▶ [Exercise] Write out the data that follows. Keep every character unchanged.

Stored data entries
PR #641, opened 2022-03-23
impr: Add short `-T` arg for `--tree`

5HT2:
I feel that this is a reasonable request, given `-T` is not used by anything else right now.

I don't feel that integration tests for the short option are necessary when the long option works, and I'm not sure how to make a changelog entry. 

If it is necessary, I would be more than happy to fix it.

---
#### TODO

- [x] Use `cargo fmt`
- [ ] Add necessary tests
- [ ] Add changelog entry

### DIFF
--- a/doc/lsd.md
+++ b/doc/lsd.md
@@ -80,7 +80,7 @@ lsd is a ls command with a lot of pretty colours and some other stuff to enrich 
 `--total-size`
 : Display the total size of directories
 
-`--tree`
+`-T` `--tree`
 : Recurse into directories and present the result as a tree
 
 `-V`, `--version`
--- a/src/app.rs
+++ b/src/app.rs
@@ -103,6 +103,7 @@ pub fn build() -> App<'static, 'static> {
         )
         .arg(
             Arg::with_name("tree")
+                .short("T")
                 .long("tree")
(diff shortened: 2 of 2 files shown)


zwpaper:
Hi @5HT2, thanks for contributing, but the reason we are not using `-T` is that it is used by the `GNU ls` which is aligning to

```
-T, --tabsize=COLS
              assume tab stops at each COLS instead of 8
```

as for the questions,
1. Integrating tests is for the CI to make sure everything works as expected in future developments, a short flag checking is also necessary not only for the functionality.
2. changelog entry is updating here https://github.com/Peltoche/lsd/blob/master/CHANGELOG.md

5HT2:
Oh, oops. I did not realize it was used by GNU `ls`. Is `-E` taken up by something?

Thank you for answering the other two questions, that's more straightforward than I expected.

meain:
@5HT2 I don't think `-E` is a good flag. `-T` would have been great but since that is not available and this is not something that might be used a lot, I think it would be better to skip the short flag altogether. That said, if you do use this often, I would suggest creating an alias like `alias tree='lsd --tree'`.

5HT2:
That makes sense, thank you.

▶ [Answer box]
PR #641, opened 2022-03-23
impr: Add short `-T` arg for `--tree`

5HT2:
I feel that this is a reasonable request, given `-T` is not used by anything else right now.

I don't feel that integration tests for the short option are necessary when the long option works, and I'm not sure how to make a changelog entry. 

If it is necessary, I would be more than happy to fix it.

---
#### TODO

- [x] Use `cargo fmt`
- [ ] Add necessary tests
- [ ] Add changelog entry

### DIFF
--- a/doc/lsd.md
+++ b/doc/lsd.md
@@ -80,7 +80,7 @@ lsd is a ls command with a lot of pretty colours and some other stuff to enrich 
 `--total-size`
 : Display the total size of directories
 
-`--tree`
+`-T` `--tree`
 : Recurse into directories and present the result as a tree
 
 `-V`, `--version`
--- a/src/app.rs
+++ b/src/app.rs
@@ -103,6 +103,7 @@ pub fn build() -> App<'static, 'static> {
         )
         .arg(
             Arg::with_name("tree")
+                .short("T")
                 .long("tree")
(diff shortened: 2 of 2 files shown)


zwpaper:
Hi @5HT2, thanks for contributing, but the reason we are not using `-T` is that it is used by the `GNU ls` which is aligning to

```
-T, --tabsize=COLS
              assume tab stops at each COLS instead of 8
```

as for the questions,
1. Integrating tests is for the CI to make sure everything works as expected in future developments, a short flag checking is also necessary not only for the functionality.
2. changelog entry is updating here https://github.com/Peltoche/lsd/blob/master/CHANGELOG.md

5HT2:
Oh, oops. I did not realize it was used by GNU `ls`. Is `-E` taken up by something?

Thank you for answering the other two questions, that's more straightforward than I expected.

meain:
@5HT2 I don't think `-E` is a good flag. `-T` would have been great but since that is not available and this is not something that might be used a lot, I think it would be better to skip the short flag altogether. That said, if you do use this often, I would suggest creating an alias like `alias tree='lsd --tree'`.

5HT2:
That makes sense, thank you.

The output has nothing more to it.